Friday, April 30, 2021

Transcript of Tabi Joda's intervention at the Connected Talks on Climate Crises, Nexus and Anticipatory Action with UNOCHA, IFRC, Concern Worldwide, Mercy Corps and One Billion Trees for Africa

 The impact of climate change on communities and ecosystems, as well as the challenges that communities have in accessing climate finance

I want to start by asking a rather provocative question: What will you do if you were a rural woman and your child is sick and hungry and you are caught up in between to the hard choice to either buy food or buy medicine which cost same?  

The impacts of climate change are massive. The increasing frequency and intensity of extreme weather events, and multi-hazards such as heat waves, droughts, and floods hit local communities the most.

Local communities are mostly farmers, artisans, fishers, and pastoralists and they depend largely on their natural ecosystem services for food, income and wellbeing. Regrettably, increasing climate impacts drive ecosystem and biodiversity loss, resulting to land degradation, water scarcity, pasture loss, wildfires, dryness, and proliferation of invasive species in these local contexts.   

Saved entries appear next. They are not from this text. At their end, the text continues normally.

PR #587, opened 2026-08-04
Deliver the hashability frozen=True advertises

trailro:
## What

`Grill` and `ControlBoard` are `frozen=True` dataclasses, which advertises hashability — but the generated `__hash__` hashes every field, and `commands`/`json` are dicts, `temp_increments`/`celsius_temp_increments` lists. So:

```python
>>> hash(get_grill("PB1600PS1"))
TypeError: unhashable type: 'dict'
>>> set(get_grills())
TypeError: cannot use 'pytboss.grills.Grill' as a set element
```

Deduplicating models via a set is the obvious thing a consumer does with a frozen type, and it fails at runtime.

## Fix

The container fields are excluded from the hash with `field(hash=False)`. Equality is untouched — it still compares every field — and since equal objects agree on the hashable subset, the `a == b ⟹ hash(a) == hash(b)` contract holds (objects differing only in a container field hash together and compare unequal, which is an allowed collision, not a violation).

No public signatures change; nothing downstream is affected — this only makes previously-crashing operations work.

## Test

`test_frozen_types_are_hashable` — every catalogue model hashes, none collide away in a set, and two `get_grill()` results for the same model are equal, hash equal, and dedupe to one. Fails against unpatched `main` with the `TypeError` above, verified.

892 pass, `ruff check`, `ruff format --check` and `mypy .` clean.

### DIFF
--- a/pytboss/grills.py
+++ b/pytboss/grills.py
@@ -297,8 +297,13 @@ class ControlBoard:
     name: str
     """Name of the control board."""
 
-    commands: dict[str, Command]
-    """Controller commands indexed by their slug."""
+    commands: dict[str, Command] = field(hash=False)
+    """Controller commands indexed by their slug.
+
+    Excluded from the hash (dicts are unhashable), so `frozen=True` delivers
+    the hashability it advertises. Equality still compares every field, and
+    equal boards agree on the hashable subset, so the `a == b` implies
+    `hash(a) == hash(b)` contract holds."""
 
     _status_js_func: str | None
     """JavaScript function body that parses a status reply."""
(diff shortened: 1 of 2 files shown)


dknowles2 (approved):
Verified, merging. **892 tests**, `ruff check`, `ruff format --check`, `mypy .` clean.

```
drop hash=False from json       -> test_frozen_types_are_hashable   FAILS
drop hash=False from commands   -> test_frozen_types_are_hashable   FAILS
```

Both container fields are pinned separately, which matters — one of them alone would still leave the type unhashable, and a single test asserting "it hashes" could have been satisfied by either fix in isolation.

## The two things I check on `grills.py` by default

**Constructor order is untouched.** These are `frozen=True` but not `kw_only`, so field order is public API and positional callers break silently if it moves. `field(hash=False)` on a field that already had no default adds no default, so nothing reordered:

```
Grill:        name, control_board, has_lights, has_mpc, min_temp, max_temp,
              meat_probes, temp_increments, json, celsius_temp_increments
ControlBoard: name, commands, _status_js_func, _temperatures_js_func
Command:      slug, _hex, _js_func
```

**The hash/eq contract holds across the real catalogue**, not just the sampled models in the test:

```
137 models  ->  137 distinct hashes  ->  set() of size 137
PB1600PS1 / PBV4PS2 / PB850DX: equal=True, hash equal=True, dedupe=1
contract violations: 0
```

No collisions at all in practice, so the theoretical "differ only in a container field" collision you allow for does not actually occur in the shipped data — the hashable subset is discriminating enough on its own. Worth knowing, since a set of every model is precisely the operation this enables.

Your reasoning about the contract is the right way round, and worth restating because it is the part people get backwards: excluding fields from the hash is safe, excluding them from `__eq__` would not be. Equal objects still agree on the hashable subset, so `a == b ⟹ hash(a) == hash(b)` survives; the reverse implication was never promised.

Unfortunately, local farmers depend on rain-fed agriculture and as a result of weather variability exacerbated by changing climate, we see increasing cases of rain deficit and in other instances, rain excess – both presenting an extreme disorder either causing crop loss or poor harvest.

As a result, this critical mass of vulnerable people face conditions of food insecurity,  poverty and suffering. You can imagine what it means for a family of 6, 8 10 or so to spend a post harvest season with insufficient food to feed the family. And here we are talking of societies where it is mostly women who are doing these jobs. It is only what the farm, river or forest produces that they sell in the market and they depend on such trivial income to pay school fee for children, or buy medicine, or buying clothes, and other basic needs.

When the farm doesn’t produce enough, they either resort to chopping down the forest to sell, resulting to deforestation and desertification which further complicates the climate impacts. And when this persists, there is obvious resources scarcities interlinking with social inequalities and economic desperation consequently leading to unhealthy or unethical competition over such scarce resources, like water, fertile agriculture lands, pasture fields or fish rich waters, which at the end could lead to violent conflicts that cause loss of lives, loss of economic investments or the migration of rural dwellers. 

Imagine a that rural mother cited above who depends on harvesting and selling ginger for her annual income, and she's standing in between the hard choice of using the limited money she has sold the little crops to pay school fee for her child or to buy malaria medicine for the child.  

And here is Covid19 that presents a new complex scenario in an already fragile situation of multi-hazards, climate risk and fragility. Regrettably, the virus is traced to consequences of degradation of our ecosystems and climate system. Consequently, we are all in this today, but those at the local communities are trapped the more because every market day, they need to go to sell and buy, but recent covid restrictions was more of a grave price to people who have contributed less to the climate crises. Take for instance, or imagine a situation where you want to save someone’s live from dying to covid19, but the next day that person is dead in a flood disaster. So we must acknowledge how climate driven degradations are hampering livelihoods of these vulnerable local communities.

It is clear how communities suffer climate impacts but it even gets worse with the challenges of accessing climate financeMost climate funds end up in administrative works than on-the-ground work for the communities it is meant. Donor agencies often give very tough conditionality that local communities hardly meet up with.

-       Climate finance access often get delayed through government bureaucratic processes that end up thwarting project targets. For example, if seeds are needed before planting season and due to bureaucratic delays, seeds come when farming season is over, then the whole purpose gets defeated. Timely availability of finance to implement projects at due time is key, and getting the funds directly to communities through their own community-led processes is very vital. There is no point giving someone something when they don’t need it. Communities must be at the center stage of any climate adaptation projects because they are the people are higher risk of climate impacts but they have contributed less to the climate crises. Thank you for listening.